Oh and I forgot to mention my own department didn’t even acknowledge my application for tutoring with an answer after a very complex application process. Now applying for admin jobs 🙂
After a few circuits on the casual roundabout it’s not uncommon to see “the most cunning, the least empathetic and those with the most effective personal networks within the university bureaucracy” being advantaged by their stealth or even disloyalty to their colleagues. This is indeed divisive. It rewards a ‘win at all costs’ mentality, compounds insecurities and discourages collegiality.
Upon returning from forced bouts of unemployment, as session begins, and members of your previous teaching team cross paths it’s almost like an elementary school yard when students discuss the Christmas gifts they received except they are discussing work. What did you get? Unfortunately though, it’s not a shallow display of privilege or status, it’s often life altering.

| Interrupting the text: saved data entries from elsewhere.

PR #71, opened 2020-09-07
rpc/handle_unwanted_ws_logs

mehdi-fs:


lib/Mojo/WebSocketProxy/Backend/ConsumerGroups.pm
```diff
@@ -201,7 +201,9 @@ sub call_rpc {
             }
             catch {
                 my $error = $@;
-                $rpc_failure_cb->($c, $result, $req_storage) if $rpc_failure_cb;
+                $rpc_failure_cb->($c, $result, $req_storage, {
+                        type => 'WrongResponse',
+                    }) if $rpc_failure_cb;
```
kirill-binary, line 206: we should have replicate same behavior like we have on JSONRPC
https://github.com/binary-com/perl-Mojo-WebSocketProxy/blob/master/lib/Mojo/WebSocketProxy/Backend/JSONRPC.pm#L126

mehdi-fs: The only difference between them is error object params since other params (message, code) are extra params because they are useful only in case of `CallError`s unless we would like to keep behavior the same due to consistency.

kirill-binary: @mehdi-fs better to pass `code` and `message` in sake of consistency.

lib/Mojo/WebSocketProxy/Backend/ConsumerGroups.pm
```diff
@@ -193,22 +193,27 @@ sub call_rpc {
...
-                $rpc_failure_cb->($c, $result, $req_storage) if $rpc_failure_cb;
-                $api_response = $c->wsp_error($msg_type, 'WrongResponse', 'Sorry, an error occurred while processing your request.');
-            };
+            my $result = MojoX::JSON::RPC::Client::ReturnObject->new(rpc_response => $message->{response});
 
-            return Future->done  if $block_response || !$api_response;
+            foreach my $hook ($after_got_rpc_response_hooks->@*) { $hook->($c, $req_storage, $result) }
 
+            my $api_response;
+            if ($result->is_error){
```
kirill-binary, line 202: This method doesn't work, we're using incorrect implementation of jsonrpc.

kirill-binary: but probably nice to have this if to be consistent with jsonrpc implementation...

mehdi-fs: Thanks, the task not finished already and is in progress. will consider your comments.

lib/Mojo/WebSocketProxy/Backend/ConsumerGroups.pm
```diff
@@ -184,31 +182,36 @@ sub call_rpc {
 
     foreach my $hook ($before_call_hooks->@*) { $hook->($c, $req_storage) }
 
+    my ($msg_type, $request_data) = $self->_prepare_request_data($c, $req_storage);
```
turnstep, line 185: Why is this moved into the foreach?

kirill-binary: it's not moved into foreach , but moved after the loop.. 
Based on JSONRPC implementation it's not quite correct  we create jsonrpc request before calling `before_call_hooks`, which could affect request parametrs.
probably better to be consistent in this ordering with current implementation.

https://github.com/binary-com/perl-Mojo-WebSocketProxy/blob/master/lib/Mojo/WebSocketProxy/Backend/JSONRPC.pm#L100-L107

turnstep: Oops, sorry, didn't expect perltidy to throw everything into one line there. :)

PR #74, opened 2020-09-24
rpc/separate_category_workers

nima-fs:


lib/Mojo/WebSocketProxy/Backend/ConsumerGroups.pm
```diff
@@ -73,6 +76,27 @@ sub loop {
     };
 }
 
+sub category_config {
+    my $self = shift;
+    return $self->{category_config} //= do {
+        my %processed = ();
+        try {
+            my $raw_config = YAML::XS::LoadFile($self->category_map_config);
```
kirill-binary, line 84: I'd try to keep this logic inside `binary-websocket-api`. and pass this configuration when we create backend. IMHO reading configuration is out of scope for this package

lib/Mojo/WebSocketProxy/Backend/ConsumerGroups.pm
```diff
@@ -52,6 +53,8 @@ Creates object instance of the class
 
 =item * C<timeout> - Request timeout, in seconds. If not set, uses the environment variable C<RPC_QUEUE_RESPONSE_TIMEOUT>, or defaults to 300
 
+=item * C<category_map_config> - Category mapper configuration file path.
```
kirill-binary, line 56: we already have similar field in action config https://github.com/regentmarkets/binary-websocket-api/blob/master/lib/Binary/WebSocketAPI/Actions.pm#L243 why do we need to move it to separate yaml file?

lib/Mojo/WebSocketProxy/Backend/ConsumerGroups.pm
```diff
@@ -174,17 +184,18 @@ Returns undef.
...
 
-    my $rpc_response_cb = $self->get_rpc_response_cb($c, $req_storage);
+    my $rpc_response_cb               = $self->get_rpc_response_cb($c, $req_storage);
     my $before_get_rpc_response_hooks = delete($req_storage->{before_get_rpc_response}) || [];
-    my $after_got_rpc_response_hooks  = delete($req_storage->{after_got_rpc_response})  || [];
-    my $before_call_hooks             = delete($req_storage->{before_call})             || [];
+    my $after_got_rpc_response_hooks  = delete($req_storage->{after_got_rpc_response}) || [];
+    my $before_call_hooks             = delete($req_storage->{before_call}) || [];
     my $rpc_failure_cb                = delete($req_storage->{rpc_failure_cb});
+    my $req_group                     = $req_storage->{msg_group} || 'general';
```
mehdi-fs, line 192: Please keep names consistent with the specifications and context of this task.

```suggestion
    my $category_name                 = $req_storage->{msg_group} || 'general';
```

lib/Mojo/WebSocketProxy/Backend/ConsumerGroups.pm
```diff
@@ -257,7 +274,7 @@ And it'll be marked as failed in case of request timeout or in case of error put
 =cut
 
 sub request {
-    my ($self, $request_data) = @_;
+    my ($self, $request_data, $req_group) = @_;
```
mehdi-fs, line 277: Same 

```suggestion
    my ($self, $request_data, $req_category) = @_;
```

lib/Mojo/WebSocketProxy/Backend/ConsumerGroups.pm
```diff
@@ -285,17 +303,19 @@ sub _next_request_id {
     return ++$self->{request_seq_id};
 }
 
+sub _rpc_category_timeout {
+    my ($self, $msg_group) = @_;
```
mehdi-fs, line 307: same

lib/Mojo/WebSocketProxy/Backend/ConsumerGroups.pm
```diff
@@ -360,19 +379,19 @@ sub _prepare_request_data {
...
     my $msg_type = $req_storage->{msg_type} ||= $req_storage->{method};
 
-    my $params = $self->make_call_params($c, $req_storage);
+    my $params       = $self->make_call_params($c, $req_storage);
     my $stash_params = $req_storage->{stash_params};
 
     my $request_data = [
         rpc      => $method,
         who      => $self->whoami,
         deadline => time + RESPONSE_TIMEOUT,
```
mehdi-fs, line 391: The configured timeouts per categories must be considered here as well

lib/Mojo/WebSocketProxy/Backend/ConsumerGroups.pm
```diff
@@ -285,17 +303,19 @@ sub _next_request_id {
     return ++$self->{request_seq_id};
 }
 
+sub _rpc_category_timeout {
+    my ($self, $msg_group) = @_;
+
+    my $rpc_group_timeout = $self->category_timeout_config->{$msg_group} // $self->timeout;
+    return $rpc_group_timeout;
```
mehdi-fs, line 310:
```suggestion
    return $self->category_timeout_config->{$category_name} // $self->timeout;
```

lib/Mojo/WebSocketProxy/Backend/ConsumerGroups.pm
```diff
@@ -270,9 +287,10 @@ sub request {
 
     push @$request_data, ('message_id' => $msg_id);
 
-    my $sent_future = $self->_send_request($request_data);
+    my $rpc_category_timeout = $self->_rpc_category_timeout($req_group);
```
mehdi-fs, line 290: you can also ignore `rpc` in the names since they are obvious without that

```suggestion
    my $category_timeout = $self->_rpc_category_timeout($req_group);
```

lib/Mojo/WebSocketProxy/Backend/ConsumerGroups.pm
```diff
@@ -52,6 +53,8 @@ Creates object instance of the class
 
 =item * C<timeout> - Request timeout, in seconds. If not set, uses the environment variable C<RPC_QUEUE_RESPONSE_TIMEOUT>, or defaults to 300
 
+=item * C<category_timeout_config> - Category timeouts configurations.
```
turnstep, line 56: Maybe reword - does not add any new information

lib/Mojo/WebSocketProxy/Backend/ConsumerGroups.pm
```diff
@@ -174,17 +184,20 @@ Returns undef.
...
 
-    my $rpc_response_cb = $self->get_rpc_response_cb($c, $req_storage);
+    my $rpc_response_cb               = $self->get_rpc_response_cb($c, $req_storage);
     my $before_get_rpc_response_hooks = delete($req_storage->{before_get_rpc_response}) || [];
-    my $after_got_rpc_response_hooks  = delete($req_storage->{after_got_rpc_response})  || [];
-    my $before_call_hooks             = delete($req_storage->{before_call})             || [];
+    my $after_got_rpc_response_hooks  = delete($req_storage->{after_got_rpc_response}) || [];
+    my $before_call_hooks             = delete($req_storage->{before_call}) || [];
     my $rpc_failure_cb                = delete($req_storage->{rpc_failure_cb});
+    my $category_name                 = $req_storage->{msg_group} || 'general';
```
turnstep, line 192: Why are we not deleting this one too? (or perhaps the question is: why are we deleting those keys?

lib/Mojo/WebSocketProxy/Backend/ConsumerGroups.pm
```diff
@@ -248,6 +267,10 @@ Sends request to backend service. The method accepts single unnamed argument:
 
 =item * C<request_data> - an C<arrayref> containing data for the item which is going to be put into redis stream.
 
+=item * C<req_category> - this will be passed to C<_send_request> to specify which redis category this message belongs to.
```
turnstep, line 270: Would be nice if these var names matched up with line 200

lib/Mojo/WebSocketProxy/Backend/ConsumerGroups.pm
mehdi-fs: yeah better to indicates the default values or also an example of the YAML file structure will be good

mehdi-fs:
It's unrelated to the scope of this task, but please move L199 one line above, before `_prepare_request_data` statement.
https://github.com/binary-com/perl-Mojo-WebSocketProxy/blob/e300ef328e6406b5cbf81b7d1677826dff1b75b7/lib/Mojo/WebSocketProxy/Backend/ConsumerGroups.pm#L199

lib/Mojo/WebSocketProxy/Backend/ConsumerGroups.pm
kirill-binary, line 192: Lets move `general` to constant, also lets pass default category to back-end object.

nima-fs: Those key/values will be used to construct the `request` we are sending to rpc, so probably those other keys are not required and should be deleted, but as I didn't know if `msg_group` is being used in layers below, I didn't take the risk of deleting it. Would be nice if @kirill-binary could suggest if I can delete `msg_group` key as well or not.

nima-fs:
> It's unrelated to the scope of this task, but please move L199 one line above, before `_prepare_request_data` statement.
> https://github.com/binary-com/perl-Mojo-WebSocketProxy/blob/e300ef328e6406b5cbf81b7d1677826dff1b75b7/lib/Mojo/WebSocketProxy/Backend/ConsumerGroups.pm#L199

:+1:

lib/Mojo/WebSocketProxy/Backend/ConsumerGroups.pm
```diff
@@ -7,6 +7,7 @@ use Log::Any qw($log);
 use Mojo::Redis2;
 use IO::Async::Loop::Mojo;
 use Data::UUID;
+use YAML::XS;
```
mehdi-fs, line 10:
```suggestion
```

lib/Mojo/WebSocketProxy/Backend/ConsumerGroups.pm
```diff
@@ -52,6 +54,10 @@ Creates object instance of the class
 
 =item * C<timeout> - Request timeout, in seconds. If not set, uses the environment variable C<RPC_QUEUE_RESPONSE_TIMEOUT>, or defaults to 300
 
+=item * C<category_timeout_config> - Hash containing the timeout value for each rpc call category.
+
+{ mt5 => 120, general => 5 }
```
mehdi-fs, line 59: one indent for pod renderer detect this line as code snippets
```suggestion
    { mt5 => 120, general => 5 }
```

lib/Mojo/WebSocketProxy/Backend/ConsumerGroups.pm
```diff
@@ -52,6 +54,10 @@ Creates object instance of the class
 
 =item * C<timeout> - Request timeout, in seconds. If not set, uses the environment variable C<RPC_QUEUE_RESPONSE_TIMEOUT>, or defaults to 300
 
+=item * C<category_timeout_config> - Hash containing the timeout value for each rpc call category.
```
mehdi-fs, line 57:
```suggestion
=item * C<category_timeout_config> - A hash containing the timeout value for each request category.
```

lib/Mojo/WebSocketProxy/Backend/ConsumerGroups.pm
```diff
@@ -112,6 +118,14 @@ sub timeout {
     return shift->{timeout} //= RESPONSE_TIMEOUT;
 }
 
+=head2 category_timeout_config
+
```
mehdi-fs, line 122: please add a line about the subroutine and its default value and what it returns

lib/Mojo/WebSocketProxy/Backend/ConsumerGroups.pm
```diff
@@ -285,17 +310,18 @@ sub _next_request_id {
...
 
+sub _rpc_category_timeout {
+    my ($self, $category_name) = @_;
+
+    return $self->category_timeout_config->{$category_name} // $self->timeout;
+}
+
 sub _send_request {
-    my ($self, $request_data) = @_;
+    my ($self, $request_data, $req_group) = @_;
```
mehdi-fs, line 320:
```suggestion
    my ($self, $request_data, $category_name) = @_;
```

lib/Mojo/WebSocketProxy/Backend/ConsumerGroups.pm
```diff
@@ -285,17 +310,18 @@ sub _next_request_id {
...
 
     my $f = $self->loop->new_future;
     $self->redis->_execute(
-        xadd => XADD => (
-            'general',
-            ('MAXLEN', '~', '100000'),
-            '*',
-            $request_data->@*
-        ),
+        xadd => XADD => ($req_group, ('MAXLEN', '~', '100000'), '*', $request_data->@*),
```
mehdi-fs, line 324: accordingly.
```suggestion
        xadd => XADD => ($category_name, ('MAXLEN', '~', '100000'), '*', $request_data->@*),
```

lib/Mojo/WebSocketProxy/Backend/ConsumerGroups.pm
```diff
@@ -7,7 +7,7 @@ use Log::Any qw($log);
 use Mojo::Redis2;
 use IO::Async::Loop::Mojo;
 use Data::UUID;
-use JSON::MaybeUTF8 qw(encode_json_utf8 decode_json_utf8);
+    use JSON::MaybeUTF8 qw(encode_json_utf8 decode_json_utf8);
```
kirill-binary, line 10: ?

nima-fs: typo

lib/Mojo/WebSocketProxy/Backend/ConsumerGroups.pm.tidyup
```diff
@@ -0,0 +1,404 @@
+package Mojo::WebSocketProxy::Backend::ConsumerGroups;
```
mehdi-fs, line 1: this is committed wrongly.

lib/Mojo/WebSocketProxy/Backend/ConsumerGroups.pm
```diff
@@ -337,11 +366,10 @@ sub _on_message {
     }
 
     my $missed_param;
-    if(
-        ref $message ne 'HASH' 
-        || !$message->{$missed_param = "message_id"} 
-        || !$message->{$missed_param = "response"}
-    ) {
+    if (   ref $message ne 'HASH'
+        || !$message->{$missed_param = "message_id"}
```
tom-binary, line 370: Assigning to the same variable multiple times like this within the same expression is best avoided, please don't ever do this.

Instead, you can get a list of *all* the missing variables like this:

`my (@missing) = grep { !exists $message->{$_} } qw(message_id response)`

and the `ref $message ne 'HASH'` check should be split out anyway (that error makes no sense when it's not a hash).

lib/Mojo/WebSocketProxy/Backend/ConsumerGroups.pm
kirill-binary: I'm not sure the reason why we `delete` callbacks i tryed to be consistent with HTTP transport.
https://github.com/binary-com/perl-Mojo-WebSocketProxy/blob/master/lib/Mojo/WebSocketProxy/Backend/JSONRPC.pm#L91-L94

IMHO `msg_group` we can keep. In theory it could be useful in hooks.

lib/Mojo/WebSocketProxy/Backend/ConsumerGroups.pm
```diff
@@ -52,6 +54,10 @@ Creates object instance of the class
 
 =item * C<timeout> - Request timeout, in seconds. If not set, uses the environment variable C<RPC_QUEUE_RESPONSE_TIMEOUT>, or defaults to 300
```
turnstep, line 55: Let's make this match the actual default while we are here (300 != 30)

nima-fs:
```suggestion
=item * C<timeout> - Request timeout, in seconds. If not set, uses the environment variable C<RPC_QUEUE_RESPONSE_TIMEOUT>, or defaults to 30
```

lib/Mojo/WebSocketProxy/Backend/ConsumerGroups.pm
```diff
@@ -356,23 +387,24 @@ sub _on_message {
 }
 
 sub _prepare_request_data {
-    my ($self, $c, $req_storage) = @_;
+    my ($self, $c, $req_storage, $req_timeout) = @_;
 
     $req_storage->{call_params} ||= {};
+    $req_timeout //= RESPONSE_TIMEOUT;
```
billmarriott-binary, line 393: This looks unnecessary, `$req_timeout` cannot be undef here.

lib/Mojo/WebSocketProxy/Backend/ConsumerGroups.pm
chylli-binary: Why there are 2 same pod section ?  https://github.com/binary-com/perl-Mojo-WebSocketProxy/pull/74/files#diff-9e7d49105b98b317451e638ee705edadfafb05e3a9925b625ec533a3f2fd7bafR57

lib/Mojo/WebSocketProxy/Backend/ConsumerGroups.pm
```diff
@@ -174,17 +191,20 @@ Returns undef.
...
 
-    my $rpc_response_cb = $self->get_rpc_response_cb($c, $req_storage);
+    my $rpc_response_cb               = $self->get_rpc_response_cb($c, $req_storage);
     my $before_get_rpc_response_hooks = delete($req_storage->{before_get_rpc_response}) || [];
-    my $after_got_rpc_response_hooks  = delete($req_storage->{after_got_rpc_response})  || [];
-    my $before_call_hooks             = delete($req_storage->{before_call})             || [];
+    my $after_got_rpc_response_hooks  = delete($req_storage->{after_got_rpc_response}) || [];
+    my $before_call_hooks             = delete($req_storage->{before_call}) || [];
     my $rpc_failure_cb                = delete($req_storage->{rpc_failure_cb});
+    my $category_name                 = $req_storage->{msg_group} || DEFAULT_CATEGORY_NAME;
```
chylli-binary, line 199: Is it possible to use same word of hash key `msg_group` and variable name `category_name` ? how about `msg_category` ?

lib/Mojo/WebSocketProxy/Backend/ConsumerGroups.pm
```diff
@@ -248,6 +274,10 @@ Sends request to backend service. The method accepts single unnamed argument:
```
michaelmueller-binary, line 274: Line 271 needs to be updated for the new arguments.

lib/Mojo/WebSocketProxy/Backend/ConsumerGroups.pm
```diff
@@ -21,6 +21,8 @@ no indirect;
 __PACKAGE__->register_type('consumer_groups');
 
 use constant RESPONSE_TIMEOUT => $ENV{RPC_QUEUE_RESPONSE_TIMEOUT} // 30;
+use constant DEFAULT_CATEGORY_NAME => 'general';
```
michaelmueller-binary, line 24: Seems that this should be documented somewhere that it will default to `general`?

nima-fs: We are just switching `mt5` calls in this stage and here: https://github.com/regentmarkets/binary-websocket-api/blob/master/lib/Binary/WebSocketAPI/Actions.pm#L89, we only set `msg_group` for mt5 methods. So to keep the change non-breaking and not requiring to set `general` for all other methods in `Actions.pm`, I thought it was pretty much obvious that the default value should be `general`. If this should get documented somewhere, please guide me on where to add this.

lib/Mojo/WebSocketProxy/Backend/ConsumerGroups.pm
```diff
@@ -336,13 +367,14 @@ sub _on_message {
...
-        || !$message->{$missed_param = "response"}
-    ) {
-        $log->errorf("Failed to process response: '%s' does not exist, original message content was %s", $missed_param, $raw_message);
+    if (ref $message ne 'HASH') {
+        $log->errorf("Failed to process response: Invalid message type got: %s, want: HASH", ref $message);
+        return;
+    }
+
+    my (@missing_params) = grep { !exists $message->{$_} } REQUIRED_RESPONSE_PARAMETERS;
+    if (scalar @missing_params) {
```
zakame, line 376: No need for explicit `scalar`, without any other expressions the if conditional already implies scalar/boolean context:
```suggestion
    if (@missing_params) {
```

lib/Mojo/WebSocketProxy/Backend/ConsumerGroups.pm
```diff
@@ -285,17 +315,18 @@ sub _next_request_id {
...
 
     my $f = $self->loop->new_future;
     $self->redis->_execute(
-        xadd => XADD => (
-            'general',
-            ('MAXLEN', '~', '100000'),
-            '*',
-            $request_data->@*
-        ),
+        xadd => XADD => ($category_name, ('MAXLEN', '~', '100000'), '*', $request_data->@*),
```
zakame, line 329: This nested list `('MAXLEN', '~', '100000')` doesn't really do what you'd expect; Perl will flatten it into the outer list (along with the contents of `$request_data->@*`.)  We could however use `qw(MAXLEN ~ 100000)` so as to reduce the need for quotes.

```suggestion
        xadd => XADD => ($category_name, qw(MAXLEN ~ 100000), '*', $request_data->@*),
```

Also, since our minimum Perl for this public CPAN module is `5.014`, we probably should bump https://github.com/binary-com/perl-Mojo-WebSocketProxy/blob/71fbbcf23c7dd5d1097dd8b9ed55b40f1e168ed0/cpanfile#L14 to `5.024` use `postderef`, otherwise we can't use it; seems we've had other postderef usage in other parts here but our dependencies have not been updated to reflect this change.

mehdi-fs (approved):

lib/Mojo/WebSocketProxy/Backend/ConsumerGroups.pm
nima-fs: Addressed.

lib/Mojo/WebSocketProxy/Backend/ConsumerGroups.pm
chylli-binary: But I don't think it is a bad habit.

zakame:
Will need corresponding `Changes` updates.

lib/Mojo/WebSocketProxy/Backend/ConsumerGroups.pm
michaelmueller-binary: Is this going to be a public module?

zakame: This _is_ a public module: https://metacpan.org/pod/Mojo::WebSocketProxy

Its probably best to have for `ConsumerGroups->new` to accept a `msg_group` or `category` parameter that can fall back to `general`, so it is better documented here (and less associated with a specific category implementation.)

nima-fs: I think it is currently a public module :thinking:

nima-fs: @zakame I don't think we want to run category-specific websocket proxies! This fallback here is for the actions that don't have their `msg_group` set. So I don't see how passing a `msg_group` to `ConsumerGroups` constructor can help improve the situation.

michaelmueller-binary: In any case the public will have no idea how we are implementing it so it needs needs to be documented that it will use `general` by default.

zakame: @nima-fs my point is exactly what @michaelmueller-binary said: if its a publicly visible change, it needs to be documented.

(Also, need to refrain from discussing further specifics or linking to private repos here, again this is a public module!)

nima-fs: I have deleted the comment that included link to private repos. Will add the documentation as well. @zakame @michaelmueller-binary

Oh god, that’s me! I am the one asking “so, what did you get?” whenever meeting a fellow casual academic. How embarrassing
This is exactly what I’ve found in several years of sessional work. I’ve been lucky enough to have also had three separate full-time “year-long” (actually about 9 months) contracts, which is wonderful and takes the stress out of having to reapply for jobs mid-year.
Regarding “taking” work from others, I can see why you would feel a little guilty. However, if it’s the only tute you’ve got, I’m sure the other person wouldn’t begrudge you that.
Sessionals need to look after each other. Remember too, they are the majority of teaching staff in most Australian universities. There is power in numbers, even though as individuals you can feel isolated and vulnerable as a sessional.